Aditya is a hugely successful party leader of his political party. Pregnant, Priya is a successful lawyer. Uttara is working as a designer and has delivered Shravan, her and Brahma's son who becomes heir to Brahma's fortune. Gaurav is happily living abroad with Karan and Vidya has opened an NGO finding peace with Gaurav's memories. Subhankar accepts Devyani's request to remain friends despite his feelings for her. The show ends on a happy note with all four women of the Jakhar household finding peace.

==Cast==
===Main===
- Raqesh Bapat as Aditya Brahmanand Jakhar: Brahmanand and Devyani's son; Uttara's nephew; Gaurav and Sweety's brother; Tara's cousin; Shravan's half-brother; Priya's husband (2010–2012)
- Riddhi Dogra as Priya Aditya Jakhar (née Pradhan): Prabhat's daughter; Gagan's sister; Aditya's wife (2010–2012)

===Recurring===
- Indrani Haldar as Devyani Brahmanand Jakhar (née Bindra): Uttara's sister; Brahmanand's widow; Aditya, Gaurav and Sweety's mother; Tara and Shravan's aunt (2010–2012)
- Kamya Panjabi as Uttara Rishabh Raheja (née Bindra): Devyani's sister; Rishabh's murderer and widow; Brahmanand's sister in law, ex-lover and ex-mistress; Tara and Shravan's mother; Aditya, Gaurav and Sweety's aunt (2010–2012)
- Vishwajeet Pradhan as Brahmanand "Brahma" Jakhar: Devyani husband, Uttara's brother in law and ex-lover; Gaurav, Aditya Sweety and Shravan's father; Tara's uncle (2010–2012)
- Vindhya Tiwari as Vidya Gaurav Jakhar: Gaurav's ex-wife (2010–2012)
- Dakssh Ajit Singh as Gaurav Brahmanand Jakhar: Brahmanand and Devyani's son; Uttara's nephew; Aditya and Sweety's brother; Tara's cousin; Shravan's half-brother; Karan's boyfriend; Vidya’s ex-husband (2010–2012)
- Navika Kotia as Tara Rishabh Raheja: Rishabh and Uttara's daughter; Devyani's niece; Aditya, Gaurav Sweety's cousin; Shravan's half-sister (2010–2012)
- Susheel Parashar as Prabhat Pradhan: Priya's and Gagan's father (2010–2012)
- Karan Singh as Karan Roy: Gaurav’s boyfriend; Roshni Devi's son (2010–2012)
- Nivin Ramani as Gagan "Cheenu" Prabhat pradhan: Prabhat's son, Priya's brother; Vidya's friend
- Arun Bali as Baauji: Brahmanad's father; Aditya, Gaurav, Sweety's and Shravan's grandfather
- Shashwita Sharma as Imli: Jakhar household help; Jaggi's wife
- Fenil Umrigar as Sweety Brahmanad Jakhar: Brahmanad and Devyani's daughter; Aditya and Gaurav's sister; Shravan's half sister; Tara's cousin
- Amit Dhawan as Rishabh Raheja: Uttara's late husband; Tara's father (2010)
- Diwakar Pundir as Shubhankar: A lawyer; Priya's mentor and friend; Devyani's friend and one-sided lover
- Nishant Tanwaras Vidya's Brother
- Mona Ambegaonkaras Roshni Devi; former minister; Karan's Mother

===Guests===
- Abhishek Bachchan as ACP Vishnu Kamat: To promote his film Dum Maaro Dum (2011)
- Rana Daggubati as Joki Fernandez: To promote his film Dum Maaro Dum (2011)

==Reception==
===Critical response===
The series is remembered as the first show on Indian television to have a gay storyline shown crucial screenspace.

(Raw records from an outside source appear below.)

Issue #972, opened 2026-07-29
creek.redact.scan returns intimate fragment filenames (slugified titles) to an open-ceiling caller, plus absolute paths in report_markdown


Geoffe-Ga:
## Context

Found by the #932 sweep, during Gate-2.5 self-review. This is the **only
read-side leak** the sweep found — every other gap it turned up (#968, #970,
#971) is write-side. It also falsifies the sweep's own working conclusion that
"no unaudited tool leaks above-ceiling content into its MCP *response*". That
conclusion was drawn from probing the tools that walk the corpus on their own;
`creek.redact.scan` was set aside as "the caller named the path", which is true
and turns out not to be sufficient.

## The gap

`creek_mcp/tools/redact.py` confines `input_path` to *inside the vault* via
`resolve_within_vault`, and never consults `privacy_tier` at all. FEAT-027's own
module docstring frames the intended use as scanning Discord attachments staged
under `00-Creek-Meta/Inbound/` before ingest — but nothing restricts it to that
subtree. A caller at `privacy_tier_ceiling=open` can point it at
`01-Fragments`.

The docstring's safety argument is:

> the scan only reports counts + line numbers + salted hashes — no matched text
> and no file body content leaves the tool.

All true. The problem is what else leaves the tool: **the file path**. Creek
fragment filenames are slugified titles.

## Reproduced

Vault with one fragment, `privacy_tier: intimate`, titled "My Affair With Dana",
stored at `01-Fragments/Notes/my-affair-with-dana.md`, body containing a phone
number and an email.

```python
redact_scan_tool(vault_path=v, input_path="01-Fragments",
                 privacy_tier_ceiling=TierCeiling.OPEN)
```

Response (`status: ok`):

```json
"findings": [
  {"file_path": "01-Fragments/Notes/my-affair-with-dana.md",
   "line_number": 17, "match_type": "email",
   "severity": "medium", "salted_hash": "e15b2dcc…"},
  {"file_path": "01-Fragments/Notes/my-affair-with-dana.md",
   "line_number": 17, "match_type": "phone_number",
   "severity": "medium", "salted_hash": "aa31203e…"}
]
```

An `open`-ceiling caller learns: an intimate fragment exists, **what it is
called**, that it contains an email address and a phone number, and on which
line. The title is the sensitive part — "no matched text" does not cover it.

## A second, separate bug in the same response

`_finding_to_dict`'s docstring says:

[...]

Issue #971, opened 2026-07-29
creek.skills.refresh never threads privacy_tier_ceiling: personal bodies pass unsummarised at ceiling=open


Geoffe-Ga:
## Context

Found by the #932 sweep ("audit every MCP tool that reads vault fragments for a
source-side tier-ceiling gate").

`creek_mcp/tools/skills.py` says:

> The generator already excludes ``intimate`` exemplars so the operation is safe
> at any ceiling.

The first half is **true** — I verified `creek/generate/skills.py::_is_snapshot_fragment`
returns `allow_intimate` (default `False`) for `PrivacyTier.INTIMATE`, and
`skills_refresh_tool` never passes `allow_intimate=True`. The intimate exclusion
is real.

The second half — "safe at any ceiling" — is overbroad, because the ceiling is
not threaded at all:

- `skills_refresh_tool` never calls `to_privacy_override`, and
  `SkillTreeGenerator` never touches `creek.classify.privacy_filter`.
- So `PERSONAL` fragments contribute their **full bodies** to the generated
  skill tree, at every ceiling including `open`.

Every other generation tool that reaches unsupplied vault fragments
(`creek.mine`, `creek.draft`, `creek.author`) routes through
`filter_fragments_by_tier` / `tier_within_override`, where a personal fragment at
`ceiling=open` contributes a **title-only summary**
(`_summarize_personal`). `creek.skills.refresh` is the odd one out: it has a
hand-rolled, intimate-only filter instead of the shared one, so it is stricter
than nothing but looser than every sibling.

The output lands in `<vault>/creek-skills/`, an untiered vault artifact.

## Why this is its own issue

It is the same *family* as the `creek.report` gap (privacy-blind or
partially-blind generators materialising above-ceiling content into untiered
artifacts) but a different fix: `report`'s generators have no tier awareness at
all, whereas `SkillTreeGenerator` has its own and simply needs to defer to the
shared one.

## Suggested shape

1. Give `SkillTreeGenerator.generate_all_skills` an
   `override: PrivacyTierOverride | None` parameter and route eligibility through
   `creek.classify.privacy_filter` rather than the hand-rolled
   `_is_snapshot_fragment` tier branch — keeping `allow_intimate` working as the
   `INTIMATE`/`ALL` override values.
2. Thread `to_privacy_override(privacy_tier_ceiling)` from `skills_refresh_tool`,
   and `--include-tier` from the CLI.
[...]

Issue #970, opened 2026-07-29
creek.journal update-in-place lets an unadmitted caller overwrite an above-ceiling fragment's body


Geoffe-Ga:
## Context

Found by the #932 sweep ("audit every MCP tool that reads vault fragments for a
source-side tier-ceiling gate"). This is the write-side mirror of #848: a tool
that acts on a vault fragment the caller did not supply, without checking that
fragment's classified tier against the caller's ceiling.

`creek.journal` is idempotent by `external_id` (#754): the same id
**updates the existing fragment in place**. `journal_ingest_tool` gates the
*incoming* tier with `write_tier_allowed(entry_tier, privacy_tier_ceiling)`
(`creek_mcp/tools/journal.py:158`) — but it never loads or consults the tier of
the fragment the update is about to overwrite.

## Reproduced

```python
journal_ingest_tool(vault_path=v, content="SECRET intimate confession",
                    external_id="e1", tier="intimate",
                    privacy_tier_ceiling=TierCeiling.ALL)
# -> status=ok, fragment_id=frag-02ae40155b73, action=created, tier=intimate

journal_ingest_tool(vault_path=v, content="benign public text",
                    external_id="e1", tier="open",
                    privacy_tier_ceiling=TierCeiling.OPEN)
# -> status=ok, fragment_id=frag-02ae40155b73, action=updated, tier=open
```

Resulting fragment on disk:

- `privacy_tier: intimate` — **preserved** (the escalate-only privacy merge holds;
  the tier is *not* downgraded, which is the good news)
- the intimate body — **gone**, replaced by the `open`-ceiling caller's text

So a caller at `privacy_tier_ceiling=open` destroyed the contents of an
`intimate` fragment it was never admitted to read. `creek.purge.*` requires
`CREEK_MCP_ELEVATED_TOKEN` for exactly this kind of destruction
(`docs/mcp.md` §"Elevated-authorization model"); `creek.journal` achieves a
targeted version of it with no token and at the most restrictive ceiling.

## Bounding (this is narrow, and that is why it is a separate issue, not a fix
inside #932)

`external_id` is chosen by the calling client, and Adepthood is the only journal
producer today, so in practice a caller can only clobber its own entries. The
exposure is real in the multi-consumer / shared-vault case the remote transport
(`docs/mcp.md` §remote) already contemplates, where a `personal`-capped remote
consumer and a local `all` consumer share one vault.

[...]

Issue #969, opened 2026-07-29
creek.state.read / creek.state.render have no tier-ceiling gate; state.read's docstring asserts one that does not exist


Geoffe-Ga:
## Context

Found by the #932 sweep ("audit every MCP tool that reads vault fragments for a
source-side tier-ceiling gate"). `creek.state.read` is the clearest remaining
instance of the exact #846/#848 defect signature: **a docstring asserting a
ceiling rule the code does not implement.**

`creek_mcp/tools/state_read.py:27-35` says:

> the tier-ceiling enforcement here is the gate on whether the report itself can
> be returned at all, not a body-level filter

There is no such enforcement anywhere in the module. `state_read_tool` audits
the call, then returns `content = (vault / "00-Creek-Meta/State/latest.md")
.read_text()` verbatim. `privacy_tier_ceiling` is echoed and never consulted.
`creek.state.render` (`creek_mcp/tools/state.py`) is the same: it re-renders and
returns the full `content`, with no ceiling threaded into
`StateReportGenerator`.

The #932 sweep is filing this rather than fixing it inline because the correct
fix is a design decision, not a comparator — see below.

## What is actually in the state report

I verified `creek/generate/state.py` contains **no** privacy filtering at all.
Its sections draw on:

- **Eddy / Thread titles** (`section_active_eddies`, `section_active_threads`),
  liminal entry names, synchronicity rows — unfiltered.
- **Mined seed prompts** (`section_suggested_questions` → `phase_filtered_seeds`)
  — called with **no** override, which `filter_fragments_by_tier` treats as
  equivalent to `OPEN` (intimate dropped, personal bodies summarised). So this
  path is **safe by default**; it is not the gap.

I probed a temp vault holding one `intimate` and one `personal` fragment with
canaries in title, tags and body: neither canary appeared in the `state.render`
or `state.read` response. So there is **no demonstrated body-level leak today** —
the exposure is structural, at the title level, and blocked on the sub-issue
below.

### 1. The cross-ceiling cache

`latest.md` carries no record of the ceiling it was rendered under. It may have
been produced by an MCP caller at `ceiling=all`, or by the CLI with
`--include-tier all`, and is then served verbatim to a caller at
`ceiling=open`. A per-call gate on `state.read` has nothing sound to compare
against, because the artifact does not say what is in it.

The fix is to **stamp the render-time ceiling (and the maximum content tier
actually admitted) into the state artifact**, then gate read-back on that stamp.
[...]

PR #973, opened 2026-07-29
sweep(mcp): machine-checked read-posture manifest for the tier-ceiling surface

### LINKED ISSUE #932: Sweep: audit every MCP tool that reads vault fragments for a source-side tier-ceiling gate

Geoffe-Ga:
## Summary

Issue #932 asked for a sweep: audit every MCP tool that reads vault fragments the caller did **not** supply inline, confirm each checks the resolved tier against `privacy_tier_ceiling`, and — the part that actually pays — build a guardrail so the next such tool fails the suite until it is triaged.

**The audit record is now code.** `creek_mcp/read_gate.py` carries `TOOL_POSTURES`: one entry per registered MCP tool, each naming its gate or justifying why the ceiling cannot be reached. `tests/test_mcp_read_gate.py` verifies it in six layers, so the manifest cannot lie.

Five gaps were found and **filed, not fixed inline** (per the issue author's own instruction): #968, #969, #970, #971, #972.

### The tool-by-tool table

The surface was enumerated from `build_server()` at runtime via `await server.list_tools()` — 23 tools — not from the issue's candidate list, which was incomplete (it omitted `classify`, `state.render`, `skills.refresh`, `redact.scan`, `handshake`, and the five `purge.*`).

| Tool | Reads unsupplied vault content? | Gate / why not reachable | Verdict |
|---|---|---|---|
| `creek.reflect` | yes (`entry_ref`) | `_above_ceiling`, ordered above the care seam | done (#846) |
| `creek.compile` | yes (`fragment_ids`) | `_survey_sources` + `write_tier_allowed` | done (#848) |
| `creek.wheel` | yes | `to_privacy_override` → `tier_within_override` | gated |
| `creek.mine` | yes | override → `IdeaMiner` → `filter_fragments_by_tier` | gated |
| `creek.draft` | yes | same override → `IdeaMiner` **and** `DraftGenerator` | gated |
| `creek.author` | yes | override → `run_author`/`plan_author` (#660) | gated |
| `creek.report` | **yes** | **none** — ceiling audited and echoed, never converted | **gap → #968** |
| `creek.state.read` | **yes** (cached artifact) | **none**, and the docstring asserted one | **gap → #969** |
| `creek.state.render` | **yes** | **none**; generator takes no override | **gap → #969** |
| `creek.skills.refresh` | yes | partial: intimate excluded by generator hardcode; ceiling never threaded | **gap → #971** |
| `creek.redact.scan` | **yes** (caller-named, unconfined) | path confined to the *whole vault*, tier never consulted | **gap → #972** |
| `creek.journal` | read: no | write: update-in-place ignores the existing fragment's tier | **gap → #970** |
| `creek.lint` | yes — **frontmatter only** | response returns only name + count-shaped summary + `len(findings)`; titles live in `findings`, never returned | metadata-only |
| `creek.link`, `creek.classify` | yes | counts only; no new tiered content | metadata-only |
| `creek.handshake` | no | tool names + versions | n/a |
| `creek.save`, `creek.ingest` | no | caller's content; `write_tier_allowed` gates the created tier | write gate |
| `creek.purge.*` (5) | no | no ceiling param by design; `CREEK_MCP_ELEVATED_TOKEN` | auth-token |

### What the sweep actually found

Most of the remaining exposure is **write-side** — a tool *acts on* content above the caller's ceiling rather than handing it back. That shape is invisible to `docs/mcp.md`'s ceiling language, which is written entirely in read-back terms ("omitted", "returned as a title-only stub"). That is why these survived.

Reproduced, not inferred:
- `creek.report(report_type="tags")` at `ceiling=open` wrote an **intimate** fragment's tag verbatim into `00-Creek-Meta/Tag-Garden.md` and `Processing-Log/tag-history.json`. Four of six report generators contain zero tier filtering.
- `creek.journal` at `ceiling=open` **destroyed the body** of a fragment persisted at `privacy_tier: intimate`. The tier itself was not downgraded (the escalate-only merge held) — the content was.
- `creek.redact.scan` at `ceiling=open`, aimed at `01-Fragments`, returned `01-Fragments/Notes/my-affair-with-dana.md`. Creek filenames are slugified titles.

### Two corrections to the brief I was given

1. **#932's "prior art" section names `_sources_above_ceiling`. No such symbol exists** — `compile.py` defines `_survey_sources`, which returns a `_SourceGate` the caller branches on. Its docstring explains it is *deliberately* not named as a predicate, so renaming it would reintroduce the bug that comment prevents. Pinned to the real name.
2. **This PR overturns its own conclusion.** It initially concluded no unaudited tool leaks above-ceiling content into an MCP *response*, having probed the tools that walk the corpus themselves. `creek.redact.scan` was set aside as "the caller named the path" — true, and not sufficient. Gate-2.5 review caught it; `docs/mcp.md` no longer makes the claim.

### Proof the guardrail is not vacuous

Six mutations injected, each run, each reverted. Working tree verified clean after every one.

| # | Mutation | Result |
|---|---|---|
| 1 | Added `@server.tool(name="creek.dummy")` reading a fragment by id and returning its body, no tier check | **2 fail** (a) |
| 2 | Pointed reflect's `gate_symbol` at a nonexistent name | **3 fail** (c) |
| 3 | Kept the symbol, removed the `if _above_ceiling(...)` call site | **1 fail** (c) |
| 4 | Removed `gap_issue=968` | **2 fail** (d) |
| 5 | **wheel keeps its gate call and adds a parallel ungated read** | **1 fail** (f) |
| 6 | **call-and-discard**: bare `_above_ceiling(t, c)`, fall through | **3 fail** (c)+(f) |

Mutations 5 and 6 are the ones that matter. Before this PR's final commit, **both passed all 101 tests — and mutation 5 also passed `tests/test_mcp_wheel.py`.** Structural checks prove a gate is declared, exists, and is invoked; they cannot prove it is the *only* path to the corpus, and they cannot tell a decision from a gesture. Layer (f) (runtime canary probe, manifest-driven coverage) and the `_calls_symbol` load-bearing-value check close those. `creek.draft` and `creek.author` are probe-exempt with written reasons, which is why the (c) fix matters independently — mutation 6 was verified against `creek.author` specifically.

### Deliberately not done

- No behaviour change to any tool. Every non-test edit outside `read_gate.py` is inside a docstring or markdown.
- `reflect` and `compile` are **not** retrofitted onto the new primitives. Their refusal reasons and ordering are tool-specific and load-bearing — reflect's ACCEPTED RESIDUAL RISK block documents why its reason must stay distinct from `entry_ref not found`, including a timing-equalisation caveat that would have to be handled if they were ever unified. Recorded in the module docstring as a decision.
- Not re-filed: #958, #962, #931, #964, #961, #928, #923.
- Not filed: `creek.link` writing cross-tier wikilinks (core-pipeline, adjacent to #931); `Eddy`/`Thread` having no `privacy_tier` (folded into #969, since it is the same fix).

### Docstrings corrected against their tracking issues, not softened

Four asserted ceiling behaviour the code does not implement — the literal #846/#848 signature:
- `state_read.py`: *"the tier-ceiling enforcement here is the gate"* — there is none (#969).
- `skills.py`: *"safe at any ceiling"* — intimate is excluded by a generator hardcode; personal bodies pass unsummarised (#971).
- `lint.py`: *"reads only compiled-layer metadata"* — `paradox`/`unnamed`/`orphan-compiled` read `01-Fragments`. **No issue filed**: the conclusion holds for a better reason, independently verified against all 13 `CheckResult` constructions.
- `report.py` and `journal.py` said nothing at all, which is how their gaps survived.

Also filed a note on #969 that `tests/test_mcp_tools.py:116::test_state_read_does_not_embed_fragment_bodies` is **vacuous** — it hand-writes `latest.md` as a fixed 3-line string, so its assertion is true by construction with or without a gate. A test asserting the ceiling property, beside a docstring asserting it, over code implementing neither.

## Test plan

- `./scripts/check-all.sh` → **12/12 passed**, 6521 tests, 93.99% branch coverage, `read_gate.py` 90.38% per-file. Run with credentials stripped.
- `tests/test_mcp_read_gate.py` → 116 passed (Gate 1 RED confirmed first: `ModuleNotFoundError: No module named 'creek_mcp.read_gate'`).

Kshama Rao of The Indian Express quoted the series as 'Bold and edgy', writing, "What works for the story is each episode is reasonably fast paced and has tension writ all over it. The performances especially by the four women are good. The men put in decent performances. It shows you a different side to women who are probably in every other family carrying their own crosses!"

===Ratings===
The series which was aired initially at a late night slot of 11:30 pm and shifted to 11:00 pm (IST) in March 2011, had a good viewership in its slot. In its first month of telecast, the series garnered 1 TVR. In May 2011 it rose to 1.2 TVR after the introduction of homosexuality track while during July in week 29 of 2011, it spiked to 1.8 TVR and in November 2011 it was garnering 1.6 TVR.